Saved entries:
───

PR #139, opened 2022-10-27
feat: Next.js 13 RSC integration

amannn:
**Things to figure out**
 - [ ] How to provide the context on the server side?
   - `createServerContext` [seems to be sent to the client](https://twitter.com/sebmarkbage/status/1587615484870098945) so we could use it for auto-serialization
   - But how can we make this ergonomic on the server side?
   - If React context is no longer an option we have to figure out another API to configure the lib (e.g. global setter, process.env, Next.js plugin, tsconfig path override or something else)—IMO none of these options are as good as context.
   - Next Auth was able to do this because they [only rely on `headers()` and `cookies()`](https://github.com/nextauthjs/next-auth/blob/main/packages/next-auth/src/next/index.ts).
   - See https://github.com/vercel/next.js/discussions/42301#discussioncomment-4066668
 - [ ] How to get the locale? Should we parse this ourselves since i18n routing is gone ([ref 1](https://beta.nextjs.org/docs/app-directory-roadmap#not-planned-features), [ref 2](https://beta.nextjs.org/docs/upgrade-guide)) ?
 - [ ] Should messages for the server- and client side be separately provided?
 - [ ] Maybe we need to merge messages now when providers are nested?
 - [ ] Support the same i18n config that Next.js currently has?
 - [ ] Potential new features
   - [ ] Locale negotiation (middleware? [API inspiration](https://next-auth.js.org/configuration/nextjs#middleware))
   - [ ] Saving the locale to a cookie
- [ ] Should we utilize [`react-server` exports](https://github.com/reactjs/rfcs/blob/main/text/0227-server-module-conventions.md)?

**Afterwards**
 - [ ] Update docs
 - [ ] Update examples


packages/example/src/app/layout.tsx
```diff
@@ -0,0 +1,29 @@
...
+import ServerOnlyContext from './ServerOnlyContext';
+
+type Props = {
+  children: ReactNode;
+};
+
+export default function RootLayout({children, ...rest}: Props) {
+  console.log(rest);
+
+  // How to get this from the URL?
```
farreldarian, line 12: You can get through layout props

https://beta.nextjs.org/docs/routing/defining-routes#example
_*works in layout also_

farreldarian, line 12: Maybe wrap all pages under optional `[[locale]]` then get using `params`

https://beta.nextjs.org/docs/routing/defining-routes#example

amannn: Hey and thank you for your interest! Yep, that seems to work, I've experimented with it here: https://github.com/amannn/next-intl/blob/ccb9c8afabc962f043c731677d2f68f871e01836/packages/example/src/app/%5Blocale%5D/page.tsx#L11-L15

I think that part is doable, the part where I currently don't see an ergonomic solution is how global configuration like messages can be passed to the library (see the topic about context in the PR description).

farreldarian: I've tried some workarounds, 
1, Using singleton — Failed because for RSC, initializing on root layout requires 2 render to assign the `messages` object.
2. Using third-party state manager like zustand — Failed because of the same reason as number 1.

Probably the solution is gonna be around client component. To use in a server component we could provide utility component like `<T key='dashboard.hi' />`. Performance-wise, next will also server-render client components so the downside is on developer experience. But won't be much I think.

packages/example/src/middleware.ts
```diff
@@ -0,0 +1,26 @@
+import acceptLanguageParser from 'accept-language-parser';
+import {headers} from 'next/headers';
+import {NextResponse} from 'next/server';
+import type {NextRequest} from 'next/server';
+import i18n from './i18n';
+
+// Somehow not invoked?
```
daniel-koudouna, line 7: From a quick glance at the example WIP, the middleware doesn't seem to fire unless there is a "pages" folder as well. After that, it fires on both "pages" and "app" folders.

daniel-koudouna:
Hi, thanks for your work. We had decided to use next-intl for a project a while ago, and we are in the process of slowly migrating to next 13. 

I'm not sure if this will be of any use, but I've added a working example of a header-based solution: https://github.com/daniel-koudouna/next-intl/tree/feat/next-13 

Some things to note:
- I eliminated the need for a root `[locale]` path, as we can just find it from the middleware and rewrite it accordingly.
- I added back the `domains` mappings, which can also be taken from the middleware

I'm not well versed with react internals by any means, this is just another experiment. Let me know what you think, I can open a PR to this branch if it helps.

amannn:
Hey @daniel-koudouna and thanks a lot for chiming in!

This branch is a really raw draft at this point, mostly for experimenting. I'm currently using Next.js internal APIs in `Storage.tsx`, which could break in a patch release. I'd like to get rid of this in favour of a proper solution.

Using `headers` for detecting the locale is a good idea, but we'd also need some storage for the messages and other config. Otherwise we'd have to work around it, but if possible, I'd really like to continue using the current API. I really hope that the Next.js/React will consider an API to help with this (see also https://github.com/vercel/next.js/discussions/42301#discussioncomment-4066668).

That is a bit the dealbreaker currently in my prototype and I'd like to find a better solution before moving forward. I think the other parts should be manageable.

But since Next.js is moving i18n functionality out of the core, probably this library will also participate in locale negotiation in the future. Would be really cool to get input from you when there's a first working prototype! Also great that you mention `domains`, probably we should support the same configuration as Next.js currently does, for an easy migration.

packages/example/src/middleware.ts
amannn: Oh cool, thanks for figuring this out! Seems like a bug on the Next.js side.

daniel-koudouna:
> Hey @daniel-koudouna and thanks a lot for chiming in!
> 
> This branch is a really raw draft at this point, mostly for experimenting. I'm currently using Next.js internal APIs in `Storage.tsx`, which could break in a patch release. I'd like to get rid of this in favour of a proper solution.
> 
> Using `headers` for detecting the locale is a good idea, but we'd also need some storage for the messages and other config. Otherwise we'd have to work around it, but if possible, I'd really like to continue using the current API. I really hope that the Next.js/React will consider an API to help with this (see also [vercel/next.js#42301 (comment)](https://github.com/vercel/next.js/discussions/42301#discussioncomment-4066668)).
> 
> That is a bit the dealbreaker currently in my prototype and I'd like to find a better solution before moving forward. I think the other parts should be manageable.
> 
> But since Next.js is moving i18n functionality out of the core, probably this library will also participate in locale negotiation in the future. Would be really cool to get input from you when there's a first working prototype! Also great that you mention `domains`, probably we should support the same configuration as Next.js currently does, for an easy migration.

No worries, happy to help if I can, although I'm not at all familiar with React internals. I found the headers-based solution pretty easy to add domains to.

amannn:
Closed in favour of #149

───

Set every record down word for word, omitting none.

PR #139, opened 2022-10-27
feat: Next.js 13 RSC integration

amannn:
**Things to figure out**
 - [ ] How to provide the context on the server side?
   - `createServerContext` [seems to be sent to the client](https://twitter.com/sebmarkbage/status/1587615484870098945) so we could use it for auto-serialization
   - But how can we make this ergonomic on the server side?
   - If React context is no longer an option we have to figure out another API to configure the lib (e.g. global setter, process.env, Next.js plugin, tsconfig path override or something else)—IMO none of these options are as good as context.
   - Next Auth was able to do this because they [only rely on `headers()` and `cookies()`](https://github.com/nextauthjs/next-auth/blob/main/packages/next-auth/src/next/index.ts).
   - See https://github.com/vercel/next.js/discussions/42301#discussioncomment-4066668
 - [ ] How to get the locale? Should we parse this ourselves since i18n routing is gone ([ref 1](https://beta.nextjs.org/docs/app-directory-roadmap#not-planned-features), [ref 2](https://beta.nextjs.org/docs/upgrade-guide)) ?
 - [ ] Should messages for the server- and client side be separately provided?
 - [ ] Maybe we need to merge messages now when providers are nested?
 - [ ] Support the same i18n config that Next.js currently has?
 - [ ] Potential new features
   - [ ] Locale negotiation (middleware? [API inspiration](https://next-auth.js.org/configuration/nextjs#middleware))
   - [ ] Saving the locale to a cookie
- [ ] Should we utilize [`react-server` exports](https://github.com/reactjs/rfcs/blob/main/text/0227-server-module-conventions.md)?

**Afterwards**
 - [ ] Update docs
 - [ ] Update examples


packages/example/src/app/layout.tsx
```diff
@@ -0,0 +1,29 @@
...
+import ServerOnlyContext from './ServerOnlyContext';
+
+type Props = {
+  children: ReactNode;
+};
+
+export default function RootLayout({children, ...rest}: Props) {
+  console.log(rest);
+
+  // How to get this from the URL?
```
farreldarian, line 12: You can get through layout props

https://beta.nextjs.org/docs/routing/defining-routes#example
_*works in layout also_

farreldarian, line 12: Maybe wrap all pages under optional `[[locale]]` then get using `params`

https://beta.nextjs.org/docs/routing/defining-routes#example

amannn: Hey and thank you for your interest! Yep, that seems to work, I've experimented with it here: https://github.com/amannn/next-intl/blob/ccb9c8afabc962f043c731677d2f68f871e01836/packages/example/src/app/%5Blocale%5D/page.tsx#L11-L15

I think that part is doable, the part where I currently don't see an ergonomic solution is how global configuration like messages can be passed to the library (see the topic about context in the PR description).

farreldarian: I've tried some workarounds, 
1, Using singleton — Failed because for RSC, initializing on root layout requires 2 render to assign the `messages` object.
2. Using third-party state manager like zustand — Failed because of the same reason as number 1.

Probably the solution is gonna be around client component. To use in a server component we could provide utility component like `<T key='dashboard.hi' />`. Performance-wise, next will also server-render client components so the downside is on developer experience. But won't be much I think.

packages/example/src/middleware.ts
```diff
@@ -0,0 +1,26 @@
+import acceptLanguageParser from 'accept-language-parser';
+import {headers} from 'next/headers';
+import {NextResponse} from 'next/server';
+import type {NextRequest} from 'next/server';
+import i18n from './i18n';
+
+// Somehow not invoked?
```
daniel-koudouna, line 7: From a quick glance at the example WIP, the middleware doesn't seem to fire unless there is a "pages" folder as well. After that, it fires on both "pages" and "app" folders.

daniel-koudouna:
Hi, thanks for your work. We had decided to use next-intl for a project a while ago, and we are in the process of slowly migrating to next 13. 

I'm not sure if this will be of any use, but I've added a working example of a header-based solution: https://github.com/daniel-koudouna/next-intl/tree/feat/next-13 

Some things to note:
- I eliminated the need for a root `[locale]` path, as we can just find it from the middleware and rewrite it accordingly.
- I added back the `domains` mappings, which can also be taken from the middleware

I'm not well versed with react internals by any means, this is just another experiment. Let me know what you think, I can open a PR to this branch if it helps.

amannn:
Hey @daniel-koudouna and thanks a lot for chiming in!

This branch is a really raw draft at this point, mostly for experimenting. I'm currently using Next.js internal APIs in `Storage.tsx`, which could break in a patch release. I'd like to get rid of this in favour of a proper solution.

Using `headers` for detecting the locale is a good idea, but we'd also need some storage for the messages and other config. Otherwise we'd have to work around it, but if possible, I'd really like to continue using the current API. I really hope that the Next.js/React will consider an API to help with this (see also https://github.com/vercel/next.js/discussions/42301#discussioncomment-4066668).

That is a bit the dealbreaker currently in my prototype and I'd like to find a better solution before moving forward. I think the other parts should be manageable.

But since Next.js is moving i18n functionality out of the core, probably this library will also participate in locale negotiation in the future. Would be really cool to get input from you when there's a first working prototype! Also great that you mention `domains`, probably we should support the same configuration as Next.js currently does, for an easy migration.

packages/example/src/middleware.ts
amannn: Oh cool, thanks for figuring this out! Seems like a bug on the Next.js side.

daniel-koudouna:
> Hey @daniel-koudouna and thanks a lot for chiming in!
> 
> This branch is a really raw draft at this point, mostly for experimenting. I'm currently using Next.js internal APIs in `Storage.tsx`, which could break in a patch release. I'd like to get rid of this in favour of a proper solution.
> 
> Using `headers` for detecting the locale is a good idea, but we'd also need some storage for the messages and other config. Otherwise we'd have to work around it, but if possible, I'd really like to continue using the current API. I really hope that the Next.js/React will consider an API to help with this (see also [vercel/next.js#42301 (comment)](https://github.com/vercel/next.js/discussions/42301#discussioncomment-4066668)).
> 
> That is a bit the dealbreaker currently in my prototype and I'd like to find a better solution before moving forward. I think the other parts should be manageable.
> 
> But since Next.js is moving i18n functionality out of the core, probably this library will also participate in locale negotiation in the future. Would be really cool to get input from you when there's a first working prototype! Also great that you mention `domains`, probably we should support the same configuration as Next.js currently does, for an easy migration.

No worries, happy to help if I can, although I'm not at all familiar with React internals. I found the headers-based solution pretty easy to add domains to.

amannn:
Closed in favour of #149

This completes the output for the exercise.